Start of Block

PR #653, opened 2020-01-15
FIX:	- Triple discount recursion

OmniaGit:
Triple discount recursion


kittiu:
@OmniaGit thanks for your contribution.
I am not sure how to test it. Would you guide me the step to test recursion please?

OmniaGit:
Dear @kittiu,
the problem came from an elentronic invoice import.
the compere 
`if 0 != float_compare(self.price_subtotal, expected, precision_digits=prec):`
fail each time and go into recursion.
It was few weeks ago so we are not able to give you the value for witch the function fail

regards,
Matteo

kittiu:
@OmniaGit I really unsure how to test it, I am a bit worry. Any hint?
But in fact, the existing computation is quite complex.
I did change the logic in v13 like this.
https://github.com/OCA/account-invoicing/pull/661/files#diff-0f72ae7ef2a02142acdb4018e8bc8246
What do you think?

PR #654, opened 2020-01-16
[11.0][FIX] sale_order_invoicing_grouping_criteria: An user without invoicin…

eantones:
…g permissions cannot access to the partners

Accessing to partner form or tree views leads to an error if your user does not belong to any of the invoicing groups.

@pedrobaeza 

Thanks!

### DIFF
--- a/sale_order_invoicing_grouping_criteria/readme/CONTRIBUTORS.rst
+++ b/sale_order_invoicing_grouping_criteria/readme/CONTRIBUTORS.rst
@@ -1,3 +1,7 @@
 * `Tecnativa <https://www.tecnativa.com>`__:
 
   * Pedro M. Baeza
+
+* `NuoBiT Solutions, S.L. <https://www.nuobit.com>`__:
+
+  * Eric Antones <eantones@nuobit.com>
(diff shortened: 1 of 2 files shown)


pedrobaeza:
Why changing the inheritance? Just put the required group in the view.

eantones:
Yes, I thought that solution too but I'd rather to leave that job to the child view and inherit that behavior too.

In my humble opinion my approach is better but if you don't accept that I can do what you said.

Please, let me know.

Thank you very much

pedrobaeza:
Well, my criteria for defining the inheritance is that the used selector to which view it depends. The security involved may change according other criteria. What about if the groups of the other view is changed in a custom module? You should control that in your own module.

eantones:
Yes but the current module affects the invoicing workflow so the natural view to inherit is the one related to the invoice module not the one related to the base module.

pedrobaeza:
I don't agree and I have told you the general criteria that I consider the decision factor for putting the inheritance, but if you want to keep that approach, please put the group also in this view for the other side effect I commented.

eantones:
Ok, no problem, here's the other approach. Thank you

pedrobaeza (approved):
OK, thanks for pleasing me :)

eantones:
jajajajajajja no, please thank you ;-)

pedrobaeza:
Sorry for not remembering this one when merging #665.

PR #658, opened 2020-01-22
[11.0][ADD]account_invoice_tier_validation

AaronHForgeFlow:
Invoice validation using tier definitions.

cc @LoisRForgeFlow


account_invoice_tier_validation/models/account_invoice.py
```diff
@@ -0,0 +1,17 @@
...
+class AccountInvoice(models.Model):
+    _name = "account.invoice"
+    _inherit = ["account.invoice", "tier.validation"]
+    _state_from = ["draft"]
+    _state_to = ["open", "paid"]
+
+    @api.model
+    def _get_under_validation_exceptions(self):
+        res = super(AccountInvoice, self)._get_under_validation_exceptions()
+        res.append("route_id")
```
LoisRForgeFlow, line 16: this is probably not needed, right?

account_invoice_tier_validation/data/account_invoice_tier_definition.xml
```diff
@@ -0,0 +1,12 @@
...
+<!-- Copyright 2020 ForgeFlow S.L.
+     License LGPL-3.0 or later (https://www.gnu.org/licenses/lgpl). -->
+<odoo noupdate="1">
+    <record id="account_invoice_default_tier_definition" model="tier.definition">
+        <field name="model_id" ref="model_account_invoice"/>
+        <field name="definition_type">domain</field>
+        <field name="definition_domain"/>
+        <field name="review_type">group</field>
+        <field name="reviewer_group_id" ref='account.group_account_manager'/>
+    </record>
```
LoisRForgeFlow, line 11: I'm not sure about this, maybe it should not change default behavior by default, this is probably more suitable as demo data, what do you think?

LoisRForgeFlow (commented):
Why there is no runbot? :cry:

account_invoice_tier_validation/data/account_invoice_tier_definition.xml
AaronHForgeFlow: yes, agree

AaronHForgeFlow:
Will open a new one, looking for runbot

account_invoice_tier_validation/models/account_invoice.py
AaronHForgeFlow: nope

PR #660, opened 2020-01-25
[12.0] [MIG] account group invoice line

saxomanu:


kittiu:
@saxomanu thank you for your contribution. I have some initial comments to this (also some question).

First small point, but I would think the name of this PR should be
`[12.0][MIG] account_group_invoice_line`, this should help for readability.

* I see this jump from 10.0 -> 12.0. Would you consider doing for 11.0 first and then 11.0 -> 12.0?
* Please consider use readme folder, then you don't need the README file (bot will generate it). The complete sample https://github.com/OCA/mis-builder/tree/10.0/mis_builder/readme
* It is good time to add some tests.

Now the questions (I am wondering myself, guide me if you know the answer :)
* Why would one want to remove the product from move line?
* Even so, this module is not really the merge of lines. Just to set null to product_id...

FFernandez-PlanetaTIC (approved):

flotho (approved):
LGTM

flotho:
@kittiu , actually accoun.invoice.line allow to have no product in it. Some accountant prefer to deal only with accounts.
Additionnaly, this method is called in action_move_create and will help to group it

PR #661, opened 2020-01-28
[13.0][MIG] account_invoice_triple_discount

kittiu:
Standard migration

Test error from other modules, awaiting for following merge,
- [X] https://github.com/OCA/account-invoicing/pull/663


kittiu:
@bealdav @pedrobaeza @Nikul-Chaudhary 

Since v13 is a big change in account invoice, so I have to change the calc logic quite a bit. But I tested it have the same result. I think it is ok, but you might want to look?

Due to v13 also, I do have difficulty writing test. I have the error here,
https://travis-ci.org/OCA/account-invoicing/jobs/643164653#L1019

Because when we change the discount, on screen onchange do not trigger write immediately, and so it works fine.
But on test script, when I assign the new discount, it fire the write() method immediatelly and so the error occur as you see.

Are there anyway I to imitate onchange in test script properly? (I try with Form, it also not work)

ps-tubtim:
@kittiu I think I found some bug.

Process:
1. Create Customer Invoice
2. Add a Invoice line by
      - Product = Product 1
      - Quantity = 1
      - Price = 100
      - Discount 1 (%) = 10
      - Discount 2 (%) = 10
3. System Compute "Subtotal" = 81
4. Click Save button
5. Subtotal = 81 as before but Discount 1, Discount 2 = 0 

discount

Selection_018

kittiu:
@ps-tubtim thanks for reporting. This is interesting, I found resolution here,
https://www.odoo.com/forum/help-1/question/adding-field-to-invoice-line-ids-in-account-move-odoo-13-165052
Basically, we need to add the discount field in journal entry tab also, even it is not used. Otherwise, on create line, it won't saved.

kittiu:
Travis failed coz of black. So I did the rebase.

account_invoice_triple_discount/models/account_move.py
```diff
@@ -0,0 +1,20 @@
...
+
+class AccountMoveLine(models.Model):
+    _inherit = "account.move.line"
+
+    discount1 = fields.Float("Discount 1 (%)", digits="Discount")
+    discount2 = fields.Float("Discount 2 (%)", digits="Discount")
+    discount3 = fields.Float("Discount 3 (%)", digits="Discount")
+
+    @api.onchange("discount1", "discount2", "discount3")
+    def _onchange_triple_discount(self):
```
legalsylvain: should not be a compute function ? otherwise, a self.env["account.move.line"].create({"discount1": 10, "discount2": 20}) will not raise the compute of discount. Don't you think ?

benwillig:
Could you fix travis please? Then we can see the results of the unit tests.

EDIT: tests fails when started them locally

benwillig:
Hi @kittiu, any news about this?

kittiu:
> Hi @kittiu, any news about this?

Sorry, I am back now. :) Will continue.

account_invoice_triple_discount/models/account_move.py
kittiu: Thank you, this is a good comment.
Fixed.

kittiu:
> > Hi @kittiu, any news about this?
> 
> Sorry, I am back now. :) Will continue.

Done.

kittiu:
@benwillig @legalsylvain @ps-tubtim ready for review. Thanks!

benwillig (approved):
functionnal tests and code review, LGTM

legalsylvain (changes requested):
Not sure but introducing discount 1 will break all the native feature when invoices are created from sale /purchase order. Dont you think ?

benwillig (changes requested):
> Not sure but introducing discount 1 will break all the native feature when invoices are created from sale /purchase order. Dont you think ?

@legalsylvain might be right as we can see [here](https://github.com/odoo/odoo/blob/13.0/addons/sale/models/sale.py#L1415). Don't we simply need to set an inverse function on discount to store the value in discount1? Not sure if we will get an infinite loop here.

legalsylvain:
what about the previous design ? without ``discount_1`` field ?

kittiu:
@legalsylvain
I did try that but quite troublesome due to the new dynamic journal entry of new account.move. I did tried but remember it is very difficult.

If you still insist, I will try again.

kittiu:
> Not sure but introducing discount 1 will break all the native feature when invoices are created from sale /purchase order. Dont you think ?

Another though, what if when the original discount has value, and others don't. I will distribute it into discount_1. In other words, I will ensure that, the discount will always equal to discount_1 * discount_2 * discount_3

The new account.move in v13, is much more complex than v12, that is one reason. Another reasons is the code of v12 by itself is much more complex without having discount_1.
https://github.com/OCA/account-invoicing/blob/12.0/account_invoice_triple_discount/models/account_invoice.py

I still think, this PR is also the improvement. WDYT?

benwillig:
The problem here is changing ```discount``` as a compute field will break other odoo processes which populate that field on creation (or modify it afterwards). such as the sale one as @legalsylvain pointed it out. Even if there is a discount on the sale order, it won't be propagated to the invoice because ```_compute_triple_discount``` will be triggered and will override that value. With the current PR, we would need to add other modules to fix it and this is not how it should be done.

kittiu:
@benwillig OK.
@legalsylvain, WDYT?
I may open another PR and comply with all opinion here.

kittiu:
@benwillig @legalsylvain I must confess.
I tried again, and I found that without discount_1 + the complexity of v13 account.move, I can't really proceed. It is too complex for me.
I have 2 options now.
1) withdraw myself from this PR (I may close it).
2) keep the discount_1, ensure passing discount alone is ok for non-triple discount cases, and for sales/purchase triple discount make sure that related addons comply with this, i.e.,
https://github.com/ecosoft-odoo/sale-workflow/blob/13.0-mig-sale_triple_discount/sale_triple_discount/models/sale_order_line.py#L90

I understand this PR also need migration script from v12 to v13, not very elegant PR also.

benwillig:
I will make further investigations on my side and make a PR if possible.

kittiu:
As most people agree to move to this approach https://github.com/OCA/account-invoicing/pull/733, so I would like to close this for now.

@ps-tubtim please help fix https://github.com/OCA/sale-workflow/pull/1138 for this #733 (when it is ready)

PR #665, opened 2020-02-01
[FIX] sale_order_invoicing_grouping_criteria: Error accessing partners

omar7r:
Hi,

Small fix that change the inheritance of partner's view because the record that use to position the new data in the view is from other inheritance limited to group "account.group_account_invoice" and if the user has not this group, it fails accessing partner's view.

Regards.

### DIFF
--- a/sale_order_invoicing_grouping_criteria/views/res_partner_views.xml
+++ b/sale_order_invoicing_grouping_criteria/views/res_partner_views.xml
@@ -5,7 +5,7 @@
 
     <record id="view_partner_form" model="ir.ui.view">
         <field name="model">res.partner</field>
-        <field name="inherit_id" ref="base.view_partner_form"/>
+        <field name="inherit_id" ref="account.view_partner_property_form"/>
         <field name="arch" type="xml">
             <xpath expr="//group[@name='acc_sale']" position="inside">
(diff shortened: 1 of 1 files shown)


sale_order_invoicing_grouping_criteria/__manifest__.py
```diff
@@ -3,7 +3,7 @@
 
 {
     'name': 'Sales order invoicing grouping criteria',
-    'version': '11.0.1.0.0',
+    'version': '11.0.1.1.0',
```
pedrobaeza: Please don't change the module version anymore. The bot does it and avoids conflicts.

omar7r:
Done @pedrobaeza

pedrobaeza (approved):
I discussed with other contributor about adding security group to this view instead of changing inheritance in a similar case, but let's not delay this more.

kittiu (approved):

pedrobaeza:
@omar7r please squash both commits into one and I'll merge. Also FYI, `[REM]` prefix in the commit is used when you remove a module from the repo, not for that.

omar7r:
no, ahí se añaden los no sujetos, yo hablo de añadir el iva exento repercutido

omar7r:
squash done @pedrobaeza

eantones:
Thanks @pedrobaeza

PR #963, opened 2021-06-23
[14.0][MIG] account_invoice_fiscal_position_update

alexis-via:


account_invoice_fiscal_position_update/__manifest__.py
```diff
@@ -1,21 +1,22 @@
...
+    "version": "14.0.1.0.0",
+    "category": "Accounting",
     "license": "AGPL-3",
     "summary": "Changing the fiscal position of an invoice will auto-update "
     "invoice lines",
     "website": "https://github.com/OCA/account-invoicing",
     "author": "Julius Network Solutions,"
     "Akretion,"
     "Odoo Community Association (OCA)",
+    "maintainers": ["alexis-via"],
```
legalsylvain, line 19: thanks for maintaining that usefull module.

legalsylvain (approved):
Thanks. (diff review / no test).

kittiu:
Functional Testing, I found this error with stesp:

1. Create new invoice, without saving yet.
2. Add product line (with taxes), and change Fiscal Position
3. Error as following,
```
  File "/opt/odoo/custom/src/odoo/odoo/http.py", line 640, in _handle_exception
  File "/opt/odoo/custom/src/odoo/odoo/http.py", line 316, in _handle_exception
psycopg2.errors.SyntaxError: syntax error at or near ")"
LINE 8:             WHERE line.move_id IN ()
                                           ^
```
It will work ok, if the invoice is already saved in the first place.

I am not sure what is the desired working step. But if it need the record to be saved first, may be we an make Fiscal Position readyone at first?

account_invoice_fiscal_position_update/models/account_move.py
```diff
@@ -0,0 +1,73 @@
...
+                    taxes = fp.map_tax(taxes)
+
+                line.tax_ids = [(6, 0, taxes.ids)]
+                line._onchange_mark_recompute_taxes()
+                line.account_id = account.id
+            else:
+                lines_without_product.append(line.name)
+
+        self.with_context(check_move_validity=False)._recompute_dynamic_lines()
+        self._check_balanced()
```
hildickethan, line 55:
```suggestion
        self._recompute_dynamic_lines()
```
Not sure if there was a previous reasoning to separating these steps as the context is to stop it from doing the `_check_balanced` internally but then does it immeditately after, but I verified the error @kittiu found and by making this change it fixed it. The lines recalculated their taxes correctly before saving the invoice with each change of the fiscal position

ernestotejeda: I have tested this PR locally and the solution that @hildickethan  proposes has worked well for me and I think it is correct.
Also, I think that if we pass the paramenter `recompute_tax_base_amount=True` to that method (`_recompute_dynamic_lines`), we can remove `line._onchange_mark_recompute_taxes()` added a few lines above.
@alexis-via tell me if you plan to continue with this PR, if not, let me know to open a new one with those changes in order to move forward with this migration :). Thanks.

alexis-via: @ernestotejeda Feel free to superseed this PR, I'm too busy with other developments at the moment.

pedrobaeza:
Superseded by #1032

End of Block

Going through the records above line by line, tally those with the word "locally" and answer with the number only.

2